Le décès d’Alex Pretti, un infirmier de 37 ans, lors d’une manifestation samedi est une «tragédie» et le président américain «ne veut pas voir de gens blessés ou tués dans les rues», a dit la porte-parole de la Maison Blanche, Karoline Leavitt, lors d’un point presse à la mi-journée.

Confronté à des critiques, y compris de son camp, sur la ligne dure adoptée dans cette ville du nord, le milliardaire a dépêché sur place Tom Homan, le responsable de la politique d’expulsions massives de migrants menée par le gouvernement.

Celui-ci rendra «directement compte» au chef de l’État et dirigera désormais les opérations de la police de l’immigration (ICE) sur place en remplacement du chef de la police aux frontières, Greg Bovino, a précisé Trump.

Le magazine américain The Atlantic a affirmé que ce dernier avait été relevé de ses fonctions, ce que le gouvernement dément.

Trump continue toutefois d’exiger que les autorités locales coopèrent avec les agences fédérales chargées de l’immigration, une ligne rouge par les élus démocrates.

Une grande partie de l’État est en effet un «sanctuaire» limitant la collaboration des forces de l’ordre locales avec ICE.

La justice sollicitée

Dans une atmosphère extrêmement tendue depuis la mort de Renee Good, une Américaine de 37 ans déjà tuée par balles par un agent fédéral à Minneapolis le 7 janvier, la justice a été sollicitée sur deux fronts lundi.

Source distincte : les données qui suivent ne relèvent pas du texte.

PR #634, opened 2024-12-16
tasks: Delay webhook startup; metrics: Adjust config to Prometheus 3

martinpitt:
Some fallout from my CI wrestling today (for OpenSSL 3 certs, this was unrelated Yak shaving).

### DIFF
--- a/metrics/metrics.yaml
+++ b/metrics/metrics.yaml
@@ -94,9 +94,6 @@ data:
       alertmanagers:
       - static_configs:
         - targets: []
-        scheme: http
-        timeout: 10s
-        api_version: v1
     scrape_configs:
     - job_name: ci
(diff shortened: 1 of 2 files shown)


jelly (approved):
The sleep 10 feels a bit hacky, couldn't the webhook just retry a few times. Anyway, lgtm.

martinpitt:
> couldn't the webhook just retry a few times

Yes, absolutely -- this was a quick hack to unbreak the setup. I'll look into updating the webhook script itself. It already has a retry loop, which apparently doesn't work. Dang, I should have captured the precise backtrace..

martinpitt:
See commit 06c2717be744b9281f76934b524c66b73421a40f. I put it on my TODO list to fix this properly.

PR #636, opened 2024-12-17
webhook: Retry OSError on queue connection failure

### LINKED ISSUE #635: amqp/webhook startup race
Starting the AMQP and webhook container in parallel very often runs into webhook not yet being able to connect to the AMPQ server, and thus getting trapped in a crash loop until it wins the race.

This happens when deploying `oc create -f tasks/cockpit-tasks-webhook.yaml` to OpenShift.

Yesterday I did a quick hack in commit 169b53bac1998ed59997e2c27cd50baf92502d91 to delay the webhook startup. I already tried to fix that in commit 06c2717be744b9281f76934b524c66b73421a40f two years ago, but yesterday it happened again. I was distracted by a lot of other fires, so I didn't capture the precise error. Let's fix this properly.

martinpitt:
Commit 06c2717be74 introduced a retry loop for connecting to AMQP, as
these two containers start at the same time in the OpenShift deployment.

However, these days the webhook often fails with `ssl.SSLEOFError`
(with parents `SSLError` and `OSError`), which doesn't fit `AMQPError`.
So intercept this as well.

With that we can revert the static sleep from commit 169b53bac1998
again.

Fixes #635

----

 - [x] Rebuild container: https://github.com/cockpit-project/cockpituous/actions/runs/12369349737
 - [x] Quick local run (we just did the last refresh yesterday):
 - [x] Redeploy on OpenShift and ensure that it works:

### DIFF
--- a/tasks/cockpit-tasks-webhook.yaml
+++ b/tasks/cockpit-tasks-webhook.yaml
@@ -39,7 +39,7 @@ spec:
           ports:
             - containerPort: 8080
               protocol: TCP
-          command: [ "sh", "-ec", "sleep 10; exec webhook" ]
+          command: [ "webhook" ]
           volumeMounts:
           - name: webhook-secrets
             mountPath: /run/secrets/webhook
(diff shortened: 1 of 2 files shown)


jelly (approved):
Thanks

martinpitt:
Rebuilt, tested locally, deployed, works :heavy_check_mark:

PR #637, opened 2025-01-20
tasks: Install full chromium

martinpitt:
The headless version has several bugs, at least [1] and [2]. Also, headless and full Chromium render texts slightly differently, so we can't debug/fix pixel tests with `TEST_SHOW_BROWSER=pixels`.

This is a net 100 MB size increase of the tasks container, and will break all pixel tests once, but long-term it is a better browser.

[1] https://issues.redhat.com/browse/COCKPIT-1159
[2] https://github.com/cockpit-project/cockpit-files/pull/911#issuecomment-2602064380

### DIFF
--- a/tasks/container/Containerfile
+++ b/tasks/container/Containerfile
@@ -7,7 +7,7 @@ RUN dnf -y update && \
         adobe-source-code-pro-fonts \
         byobu \
         chromedriver \
-        chromium-headless \
+        chromium \
         curl \
         dbus-daemon \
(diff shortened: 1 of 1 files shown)


martinpitt:
Building in https://github.com/cockpit-project/cockpituous/actions/runs/12866891639

martinpitt:
Doing the first refresh in https://github.com/cockpit-project/cockpit-files/pull/912

PR #639, opened 2025-01-23
Fedora wiki report deps

KKoukiou:


martinpitt (approved):
Thanks! I rebuild the tasks container now, then you need to pull in the new tag into a-webui

PR #644, opened 2025-02-26
ansible: Add fedora-wiki-staging tasks secret

KKoukiou:
For posting Anaconda nightly compose test results to the Fedora Wiki staging instance.


martinpitt (approved):
Thanks! I commited the new secret and rolled it out. I'll roll out that new config.

PR #240, opened 2024-07-11
STOR-1596: Bump all deps for 4.17

rhrmo:
Updating all dependencies using `go get -u ./...`


go.mod
```diff
@@ -1,25 +1,27 @@
 module github.com/openshift/csi-operator
 
-go 1.21
+go 1.22.0
+
```
gnufied, line 4: I do not think this will work.

go.mod
```diff
@@ -1,25 +1,27 @@
...
-	github.com/openshift/build-machinery-go v0.0.0-20231128094528-1e9b1b0595c8
-	github.com/openshift/client-go v0.0.0-20240405120947-c67c8325cdd8
-	github.com/openshift/library-go v0.0.0-20240517131709-d72e84d1d42e
-	github.com/prometheus/client_golang v1.18.0
-	github.com/spf13/cobra v1.8.0
+	github.com/openshift/api v0.0.0-20240710000542-465787efd0d6
+	github.com/openshift/build-machinery-go v0.0.0-20240419090851-af9c868bcf52
+	github.com/openshift/client-go v0.0.0-20240528061634-b054aa794d87
+	github.com/openshift/library-go v0.0.0-20240709182732-b94141242b0c
+	github.com/prometheus/client_golang v1.16.0
```
jsafrane, line 15: this goes from v1.18.0 to v1.16.0, which is odd. It could be correct, but please try to bump to v1.18.0 and if it fails, then comment why v1.16.0 needs to be used.

go.mod
jsafrane: I think it's OK in go 1.22

go.mod
rhrmo: Thanks for noticing, I re-used the command and did not notice the difference in versions.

Selon des médias américains, une juge fédérale a promis de rendre une décision rapide concernant la demande du procureur général du Minnesota de suspendre l’opération anti-immigration dans l’État.

Cela pourrait faire jurisprudence aux États-Unis, a estimé David Schultz, professeur de sciences politiques et de droit à l’université Hamline.

Une plainte pour empêcher les autorités américaines de détruire des preuves dans l’affaire Alex Pretti a également été examinée, sans qu’un jugement ne soit rendu.

«Une enquête est en cours (…) et il est évident que nous ne détruisons pas les preuves», avait assuré le numéro 2 du ministère de la Justice, Todd Blanche, sur Fox News dans la matinée.

Les élus démocrates au Congrès menacent, par ailleurs, de bloquer le financement du gouvernement si les agences fédérales de l’immigration ne sont pas réformées.

«Mensonges écœurants»

À Minneapolis, des habitants continuent de rendre hommage à Alex Pretti devant un mémorial improvisé.

«C’est terrifiant et profondément ignoble de pouvoir exécuter quelqu’un de sang-froid dans la rue, puis le diffamer et mentir sur ce qui s’est passé», s’est indigné lundi Stephen McLaughlin, un retraité de 68 ans.

Comme pour Renee Good, le gouvernement a rejeté la faute sur l’infirmier, lui reprochant de porter un pistolet — ce pour quoi il disposait d’un permis, selon les autorités locales.

Une analyse de vidéos semble contredire la version officielle le présentant comme menaçant.

Les images montrent l’infirmier dans la rue, filmant avec son téléphone des hommes armés portant des gilets «Police».

Il s’interpose lorsqu’un agent pousse une manifestante et reçoit du gaz lacrymogène au visage. Un agent le plaque à terre et plusieurs de ses collègues interviennent.

Alors qu’un policier vêtu de gris semble retirer une arme au niveau de la taille d’Alex Pretti, agenouillé entre plusieurs policiers, un coup de feu est tiré. Les agents s’écartent brusquement et tirent plusieurs fois à distance. Au moins dix détonations sont entendues.

Dans un communiqué, ses parents ont accusé l’administration de répandre «des mensonges écœurants» sur leur fils.